Among their ranks are many firms once synonymous with luxuriant American capitalism: Macy's, Boeing, Delta and American Airlines.
But many of these 'zombie companies' — unproductive firms that cannot pay their debt interests — may finally be put to rest, as ongoing interest rate hikes and balance sheet tightening by the Federal Reserve constrict access to the easy credit that was their lifeline.
"Any interest rate hike is going to be really, really tough for these companies," said Juan M. Grana, a researcher for the Argentine government and economics professor at the University of Buenos Aires.
Some analysts welcome the incoming funerals and deride the corporate undead for their burden on US economic growth and productivity, positing zombies' assets could be better used by competitors. Debt obligations often discourage these companies from investing in their business.
Yet others warn that a wave of bankruptcies would foreclose any possibility of a soft landing by the Fed — the raising of interest rates without causing a recession.
Who would bear the burden of their decline remains an open question.
The corporate undead
How exactly a company earns 'zombie' status is ill-defined. Generally, the name refers to firms that roll over their debt with continued access to credit markets, without being able to pay off their debt interest.
These firms stumble along, just covering operating expenses but soulless as far as profitability and productivity are concerned.

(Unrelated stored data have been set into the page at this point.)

PR #9336, opened 2026-05-26
feat: surface fork draft raw apps in compare page with merge warning

Guilhem-lm:
## Summary

In a forked workspace, the **Merge workspaces** compare/deploy page lists items that differ from the parent so they can be deployed. Scripts saved as drafts show up there and are deployable, but **raw apps do not**: `tally_deployed_object_changes` (`backend/windmill-git-sync/src/git_sync_ee.rs`) deliberately skips `DeployedObject::RawApp`, so a raw app's draft changes never land in the `workspace_diff` table that drives the page — users had no indication that a fork-local draft raw app even existed.

This PR surfaces the fork's draft raw apps on the compare page as **read-only rows**. Because they have no deployable version that can be merged from here, the selection checkbox is replaced by a warning icon with a popover explaining they must be deployed within the fork first. This is a frontend-only surfacing change — it does **not** alter the backend tally/deploy behavior.

## Changes

- `backend/windmill-api/openapi.yaml`: add `has_draft` and `draft_only` to the `ListableApp` schema (the backend already returns these; the spec was incomplete). The generated TS client is gitignored and regenerated from the spec on build.
- `frontend/src/lib/components/common/table/Row.svelte`: add an optional `leading` snippet that renders in place of the selection checkbox.
- `frontend/src/lib/components/WorkspaceDeployLayout.svelte`: add `itemLeading` snippet + `itemLeadingPredicate` props, threaded per-item to `Row`.
- `frontend/src/lib/components/CompareWorkspaces.svelte`: fetch the fork's raw-app drafts (`listApps({ includeDraftOnly: true })`, filtered to `raw_app && (draft_only || has_draft)`), inject them as non-selectable synthetic rows (only when merging fork→parent), and render an `AlertTriangle` in a hover `Popover` as the warning. The synthetic rows are excluded from every selection/deploy path by construction (`selectableDiffs`, `selectAll`, `deployChanges`, etc. all derive from `comparison.diffs` only).

## Test plan

- [ ] On a fork with a draft raw app, open `/forks/compare?workspace_id=<fork>` in "Deploy to <parent>" mode → the draft raw app appears with a warning icon (no checkbox) and a popover: *"This raw app has draft changes in this fork that haven't been deployed. Raw apps must be deployed within the fork before they can be merged into <parent>."*
- [ ] Draft scripts and deployed raw apps in the same fork still show a checkbox and remain deployable (no regression).
- [ ] Switching to "Update current" hides the fork-only draft raw apps.
- [ ] The draft raw app is never selectable and not counted toward "deployable"; "Select all" and Deploy are unaffected.
- [ ] `cd frontend && npm run check` passes.

## Notes / follow-up

Raw apps are skipped by `tally_deployed_object_changes` entirely, so even *deployed* (non-draft) raw apps aren't tallied into `workspace_diff` and don't appear/merge organically. Fully supporting raw-app fork→parent merge would require a backend change (include `RawApp` in the tally + a `compare_two_apps` path for raw apps). This PR intentionally stays frontend-only and just surfaces drafts + warns.

### DIFF
--- a/backend/windmill-api/openapi.yaml
+++ b/backend/windmill-api/openapi.yaml
@@ -26837,6 +26837,10 @@ components:
           enum: [viewer, publisher, anonymous]
         raw_app:
           type: boolean
+        has_draft:
+          type: boolean
+        draft_only:
+          type: boolean
         labels:
           type: array
           items:
--- a/frontend/src/lib/components/CompareWorkspaces.svelte
+++ b/frontend/src/lib/components/CompareWorkspaces.svelte
@@ -57,6 +57,7 @@
 	import ToggleButtonGroup from './common/toggleButton-v2/ToggleButtonGroup.svelte'
 	import ToggleButton from './common/toggleButton-v2/ToggleButton.svelte'
 	import DatatableSchemaDiff from './DatatableSchemaDiff.svelte'
+	import Popover from './meltComponents/Popover.svelte'
 
 	interface Props {
 		currentWorkspaceId: string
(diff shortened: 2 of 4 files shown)


Guilhem-lm:
Not the right fix, we will show a specific section for drafts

Zombies are ubiquitous in the US economy: They comprise 16% of US firms according to one Morgan Stanley calculation.
Bloomberg reports that approximately one-fifth of America's largest 3,000 public companies are zombies, with debts totaling $900 billion (€853 billion).
America is not alone in its corporate rot. Zombies account for more than 20% of Europe's companies.
Grana told DW that zombie companies often compensate for their low productivity and high debt burdens by squeezing their workers with low wages and poor conditions.
"Their mere survival is having negative consequences on other companies and workers," he said.
Observers may be surprised to find staple American brands among the zombie ranks.
Resuscitation is possible though: ExxonMobil was once prototypical of the zombie-ridden oil and gas industry, which took a major hit as demand plummeted during lockdowns in 2020.
But in a reopening world, supply chain disruptions and the energy crisis fueled by Russia's war in Ukraine have been a boon to fossil fuel companies' profit margins.
The Fed plays grave digger
As the Fed responds to high inflation in the United States, the central bank could be digging many of these zombies' graves.
Facing US consumer price growth not seen since 1981, the Federal Reserve is expected to raise short-term interest rates by another 50 basis points on Wednesday. The central bank has already raised rates by a half percentage point and began reducing its balance sheet through quantitative tightening this month.
"Textbooks would tell us, as interest rates go up, the interest rates for weaker companies also go up," said Karl Schmedders, a professor in finance at the International Institute for Management Development in Switzerland.
The move marks an end to the easy credit that propped up many zombie companies in much of the decade following the 2008 financial crisis, and again during the COVID shock of 2020.
Reducing interest rates and pumping money into corporate America through quantitative easing during both crises were critical to the economic recoveries, Schmedderrs told DW.
But as he tells his students,"cheap money is dumb money."
Loose credit gave many zombies a chance at artificial survival through cheap debt refinancing. Worse yet, according to Schmedders, many of them used the credit for share buybacks to boost stock prices, rather than to invest in the business.
"Airliners were bad offenders in share buybacks," Schmedders said. Indeed, in the decade leading up to the COVID shock that tanked their demand, US airlines spent 96% of their free cash flow on stock buybacks.
As rates increase, however, zombies may find it too expensive to roll over their obligations — that is, if they can find willing investors at all in a market spooked by a potential recession.
Who will bear the burden of a bankruptcy wave?
If zombie companies are a drag on productivity, is their demise good for the economy?
That depends, says Joseph E. Gagnon, a senior fellow at the Peterson Institute for International economics, on the country's macroeconomic conditions.
"It may be true that [zombie companies] can't pay off the interest on their debts. But they're paying their workers, their workers are producing something that people are buying, and it's not good to throw them out of work."
According to Gagnon, killing off zombies during a recession would be a terrible idea, because other companies likely couldn't hire the mass of unemployed workers that would hit the market as a result.
Economic conditions, however, have changed since 2020.
"A period of very high employment and very high inflation is kind of the ideal time for zombies to die," Gagnon explained. "If we see some zombies dying now because they can't pay higher wages that are needed, or they can't pay the energy costs that are now high, then that is not a bad thing at this point."
Laid off workers could theoretically be absorbed by the hot economy, making zombie bankruptcies less painful.
Grana believes the US economy is likely strong enough to avoid a recession if the Fed's rate hikes remain gradual, but nonetheless he is critical of rate hikes as a blunt tool to combat inflation.
"The problem is that if you hit everyone with the same policy, workers are going to feel the pain." If a wave of zombie bankruptcies ensued, Grana said, "you can't hope the labor market adjusts immediately."